Abstract: OBJECTIVE: The acute-phase inflammatory response is closely correlated with the development of rheumatoid arthritis, but the pathophysiologic role of its specific components is largely unknown. We investigated the genetic control of the acute-phase protein response in pristane-induced arthritis (PIA), which is a chronic erosive arthritis model in rats. METHODS: Plasma levels of the acute-phase proteins interleukin-6 (IL-6), alpha1-acid glycoprotein (orosomucoid), fibrinogen, and alpha1-inhibitor3 were quantified in 3 strains of rats during the development and progression of disease: DA and LEW.1F, which are susceptible to arthritis, and E3, which is resistant. Genetic linkage analysis was performed on an F2 intercross between E3 and DA to determine the genetic control of the acute-phase response in arthritis. Elevated levels of alpha1-acid glycoprotein were associated with acute inflammation, whereas levels of IL-6 were increased during the entire course of the disease. RESULTS: Using these acute-phase markers as quantitative traits in linkage analysis revealed a colocalization of loci controlling the acute-phase response and regions previously shown to control the development of arthritis in chromosomes 10, 12, and 14. In addition, 2 loci that were not associated with arthritis were found to regulate serum levels of the acute-phase protein Apr1 (acute-phase response 1) at the telomeric end of chromosome 12 and Apr2 on chromosome 5. CONCLUSION: The PIA model in rats is a useful tool for understanding some of the pathways leading to chronic erosive arthritis. The analysis of acute-phase proteins in PIA and its application as quantitative traits for studying the genetics of arthritis will promote the understanding of the genetic regulation of the acute-phase response.

Nordquist N, Olofsson P, Vingsbo-Lundberg C, Petterson U, Holmdahl R. · Dept. of Genetics & Pathology, Uppsala University, Uppsala, Sweden. · J Autoimmun. · Pubmed #11090241 No free full text.
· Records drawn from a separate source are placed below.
PR #4354, opened 2023-05-18
Upgrade Mermaid to 10.x.x

tz-lom:
## Description
Upgraded Mermaid to 10.1.0

## Changes
Mermaid dependency was upgraded
New version provides only asynchronous api, code calling it was adjusted using `.then` pattern

Tested on: 
Linux


nathanlesage:
Just saw that some time in between this PR and today, mermaid has been bumped to v10.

Abstract: We have defined previously five quantitative trait loci controlling development of pristane-induced arthritis in a cross between E3 and DA rats. To define new loci controlling the disease we have mapped three recombinant inbred strains between DA and E3 and analysed an F2 cross between DA rats and one of these RI strains. Two novel loci affecting disease severity are identified on chromosome 1 (Pia8) and chromosome 4 (Pia7) respectively. We could also reproduce the earlier identified Pia3 locus on chromosome 6 associated with arthritis onset. In the original E3xDA F2 cross, neither of the loci Pia7, Pia8, or Pia1 showed any association with arthritis. To investigate the possibility of interacting loci preventing the phenotypic expression of other loci, the E3xDA F2 cross was re-analysed with a model for a two locus interaction, knowing the presence of these newly identified loci. We found suggestive evidence for an interaction where an effect of Pia7 and Pia1 on disease severity depends on DA homozygosity at specific loci, which themselves do not confer susceptibility. This shows that additional disease associated loci can be identified if other loci are neutralized. This will be of importance for understanding the complex genetics controlling rheumatoid arthritis.